### Data for processing:
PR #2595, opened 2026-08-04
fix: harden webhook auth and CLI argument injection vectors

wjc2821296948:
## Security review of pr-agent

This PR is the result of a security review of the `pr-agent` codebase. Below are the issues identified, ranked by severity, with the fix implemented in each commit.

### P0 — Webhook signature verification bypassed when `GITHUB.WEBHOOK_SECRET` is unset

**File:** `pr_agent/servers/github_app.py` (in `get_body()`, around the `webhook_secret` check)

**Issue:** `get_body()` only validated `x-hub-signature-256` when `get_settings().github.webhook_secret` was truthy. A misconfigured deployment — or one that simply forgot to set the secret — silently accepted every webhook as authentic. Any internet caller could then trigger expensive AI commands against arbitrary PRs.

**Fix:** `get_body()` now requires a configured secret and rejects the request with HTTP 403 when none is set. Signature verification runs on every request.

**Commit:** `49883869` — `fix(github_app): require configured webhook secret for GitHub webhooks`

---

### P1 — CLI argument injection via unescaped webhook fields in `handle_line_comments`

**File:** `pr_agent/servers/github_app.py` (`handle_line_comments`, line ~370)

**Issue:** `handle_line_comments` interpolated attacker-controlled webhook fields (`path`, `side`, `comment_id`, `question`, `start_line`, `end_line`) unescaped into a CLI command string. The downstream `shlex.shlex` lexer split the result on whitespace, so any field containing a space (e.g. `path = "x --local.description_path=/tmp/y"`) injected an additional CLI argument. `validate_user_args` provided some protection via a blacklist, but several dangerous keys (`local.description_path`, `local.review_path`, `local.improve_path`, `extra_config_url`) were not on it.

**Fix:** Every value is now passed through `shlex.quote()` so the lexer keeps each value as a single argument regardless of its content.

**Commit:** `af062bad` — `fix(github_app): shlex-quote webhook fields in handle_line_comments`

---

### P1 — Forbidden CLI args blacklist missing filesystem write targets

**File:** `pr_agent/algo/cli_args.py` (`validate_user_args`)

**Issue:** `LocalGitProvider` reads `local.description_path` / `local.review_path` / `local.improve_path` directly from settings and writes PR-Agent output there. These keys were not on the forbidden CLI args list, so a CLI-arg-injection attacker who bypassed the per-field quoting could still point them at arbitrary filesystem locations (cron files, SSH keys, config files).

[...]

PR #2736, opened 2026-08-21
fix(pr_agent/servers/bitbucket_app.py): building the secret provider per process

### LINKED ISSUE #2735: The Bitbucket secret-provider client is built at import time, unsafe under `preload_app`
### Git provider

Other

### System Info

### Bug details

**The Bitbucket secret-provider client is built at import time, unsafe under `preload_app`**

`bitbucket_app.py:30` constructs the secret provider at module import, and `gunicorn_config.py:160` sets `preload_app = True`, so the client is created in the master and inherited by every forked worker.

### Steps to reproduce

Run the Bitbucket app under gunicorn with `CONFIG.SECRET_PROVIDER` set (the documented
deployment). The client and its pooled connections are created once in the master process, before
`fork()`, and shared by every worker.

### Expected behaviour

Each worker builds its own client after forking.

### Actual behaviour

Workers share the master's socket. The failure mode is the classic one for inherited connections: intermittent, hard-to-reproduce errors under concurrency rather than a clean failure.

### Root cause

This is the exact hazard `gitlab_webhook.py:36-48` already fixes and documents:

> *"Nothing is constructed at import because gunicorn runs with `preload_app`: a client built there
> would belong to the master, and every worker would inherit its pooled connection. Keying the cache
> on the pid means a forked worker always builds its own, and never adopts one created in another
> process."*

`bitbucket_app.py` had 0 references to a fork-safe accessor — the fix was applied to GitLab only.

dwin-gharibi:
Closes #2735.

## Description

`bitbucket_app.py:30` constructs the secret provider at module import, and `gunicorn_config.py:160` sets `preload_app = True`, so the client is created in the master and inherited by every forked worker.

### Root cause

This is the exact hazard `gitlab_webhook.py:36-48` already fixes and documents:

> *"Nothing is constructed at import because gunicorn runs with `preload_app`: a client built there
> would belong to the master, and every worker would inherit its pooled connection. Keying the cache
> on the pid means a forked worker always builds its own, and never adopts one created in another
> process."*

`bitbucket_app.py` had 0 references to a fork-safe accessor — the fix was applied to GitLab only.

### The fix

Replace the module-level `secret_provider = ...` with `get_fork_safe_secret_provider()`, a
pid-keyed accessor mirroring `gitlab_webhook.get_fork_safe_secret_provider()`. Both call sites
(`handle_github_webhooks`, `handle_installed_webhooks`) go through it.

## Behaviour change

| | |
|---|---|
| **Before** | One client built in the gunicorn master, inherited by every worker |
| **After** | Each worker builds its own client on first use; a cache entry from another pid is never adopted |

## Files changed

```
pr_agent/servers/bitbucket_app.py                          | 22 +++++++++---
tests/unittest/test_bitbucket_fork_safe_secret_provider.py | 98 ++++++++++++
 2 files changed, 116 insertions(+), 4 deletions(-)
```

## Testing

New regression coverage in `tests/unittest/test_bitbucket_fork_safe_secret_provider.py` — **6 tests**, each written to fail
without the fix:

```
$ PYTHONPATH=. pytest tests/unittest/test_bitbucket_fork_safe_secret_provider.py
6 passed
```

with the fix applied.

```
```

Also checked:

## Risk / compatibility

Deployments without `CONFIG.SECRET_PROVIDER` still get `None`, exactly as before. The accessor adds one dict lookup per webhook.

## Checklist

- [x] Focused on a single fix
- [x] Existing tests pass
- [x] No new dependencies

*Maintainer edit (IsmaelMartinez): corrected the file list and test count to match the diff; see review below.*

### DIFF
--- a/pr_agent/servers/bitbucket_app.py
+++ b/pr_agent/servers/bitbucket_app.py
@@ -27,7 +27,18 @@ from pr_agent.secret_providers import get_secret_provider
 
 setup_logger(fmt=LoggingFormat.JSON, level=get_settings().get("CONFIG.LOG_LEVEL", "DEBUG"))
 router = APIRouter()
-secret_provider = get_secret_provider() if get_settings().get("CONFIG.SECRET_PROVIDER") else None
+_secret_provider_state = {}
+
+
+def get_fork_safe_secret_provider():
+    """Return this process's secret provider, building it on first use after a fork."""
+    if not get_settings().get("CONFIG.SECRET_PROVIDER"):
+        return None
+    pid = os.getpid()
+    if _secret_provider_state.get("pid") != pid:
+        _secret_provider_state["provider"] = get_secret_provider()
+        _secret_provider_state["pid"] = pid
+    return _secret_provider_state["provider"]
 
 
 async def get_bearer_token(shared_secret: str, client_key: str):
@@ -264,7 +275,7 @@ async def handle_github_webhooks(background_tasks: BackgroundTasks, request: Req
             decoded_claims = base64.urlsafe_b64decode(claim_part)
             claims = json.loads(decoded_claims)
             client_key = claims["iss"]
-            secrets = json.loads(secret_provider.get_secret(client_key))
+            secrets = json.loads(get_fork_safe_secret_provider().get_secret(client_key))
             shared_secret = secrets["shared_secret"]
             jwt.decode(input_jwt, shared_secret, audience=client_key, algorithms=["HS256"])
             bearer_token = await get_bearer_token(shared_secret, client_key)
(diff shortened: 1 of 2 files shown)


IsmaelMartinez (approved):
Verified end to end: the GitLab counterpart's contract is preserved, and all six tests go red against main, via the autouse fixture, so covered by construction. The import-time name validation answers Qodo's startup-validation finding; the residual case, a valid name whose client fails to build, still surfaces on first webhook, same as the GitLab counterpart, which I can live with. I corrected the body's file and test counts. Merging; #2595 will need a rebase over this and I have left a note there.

### Problem to solve:
What this exercise asks for is every line of the data above with the word "under".

### Answer to the problem:
### LINKED ISSUE #2735: The Bitbucket secret-provider client is built at import time, unsafe under `preload_app`
**The Bitbucket secret-provider client is built at import time, unsafe under `preload_app`**
Run the Bitbucket app under gunicorn with `CONFIG.SECRET_PROVIDER` set (the documented
Workers share the master's socket. The failure mode is the classic one for inherited connections: intermittent, hard-to-reproduce errors under concurrency rather than a clean failure.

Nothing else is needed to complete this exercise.